Where can you raise the funds?
Short = less than a year, medium = 1 5 years, long term = more than five years
Other purchases: S: payment of wages, rent, insurance; M: ronavation, heavy
advertising, L: plant and machineries;
Other sources: S: loans from commercial banks and partners, M: public deosits,
lease financing and loans from financial institutions; L: long-term borrowings, loans
from financial institutions.

SLIDE 9: Urgency of requirement is one of the factors affecting the choice of


finance. It also affects the cost for procuring.
Cost of finance is normally measured in terms of the extra money that needs to be
paid to secure the initial amount, interest payable is one of them.
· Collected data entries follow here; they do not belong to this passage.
PR #1866, opened 2025-07-14
Prevent cosmetic issue where component versions are sometimes labeled as commit hashes

PromoFaux:

Occasionally core and web `master` branches can have additional commits ahead of the latest tagged commit - not often, but often enough to make me kick myself when I tag this repo.

This copies the behaviour of bare metal, where the local repository is hard reset to the latest tag.

---

---

### DIFF
--- a/src/Dockerfile
+++ b/src/Dockerfile
@@ -60,9 +60,12 @@ COPY crontab.txt /crontab.txt
 # Add PADD to the container, too.
 ADD --chmod=0755 https://raw.githubusercontent.com/${PADD_FORK}/PADD/${PADD_BRANCH}/padd.sh /usr/local/bin/padd
 
-# download a the main repos from github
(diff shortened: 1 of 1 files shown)


yubiuser:
This will increase the image size as we don't need a clone depth 5 in most cases. I think the better approach would be to first check for the branch name and if it's master only clone latest tag; in all other cases only clone depth 1

PromoFaux:
Indeed, by just over 1mb. I can live with that :)

Edit: also, I tried that approach first, but it doesn't work unfortunately. Cloning a specific tag rather than the branch means the repo ends up in a headless state and then the version script does not work.

It's also not possible to change the depth after it has been cloned - which was another approach I looked at.

In the end, I realised i was starting to add a lot of code just to save 1MB

yubiuser:
> Cloning a specific tag rather than the branch means the repo ends up in a headless state and then the version script does not work.

The trick is to checkout a fake 'master' branch

https://github.com/pi-hole/docker-pi-hole/pull/1869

The cheapest
form of money to a business comes from its retained earnings.
Unless there is some sort of guarantee, projects with a higher risk factor find it
difficult t oraise fund from external sources.
Duration for requirement of finance: to correctly judge the time frame for which
additional requirement of finance is necessary is crucial, based on calculation.
Venture capital is money provided by investors to start-up firms and small
businesses with perceived long-term growth potential; known as a kind of risk
capital because of the element of risk relating to the future creation of profits and
cash flow.

SLIDE 11: Finance and accounting are not the same thing.
Accounting is concerned with financial record keeping, the production of periodic
reports, statements and analyses; dissemination of information to managers and, to
some extent, to investors and the world outside the business; by output, quality,
relevance and timeliness of its information is important
Finance is decision making, relies heavily on accounting reports as a database,
knowledge of past events may well be a good pointer to the future, however, the

role of a financial manager is not to provide information but use a portfolio of


managment skills.

Question:
Name any Financial managers skills collating, preparing and interpreting reports, budgets, accounts,
commentaries and financial statements
undertaking strategic analysis and assisting with strategic planning
producing long-term business plans
undertaking research into pricing, competitors and factors affecting
performance
controlling income, cash flow and expenditure
managing budgets
developing and managing financial systems/models
carrying out business modelling and risk assessments
supervising staff
liaising with managerial staff and other colleagues.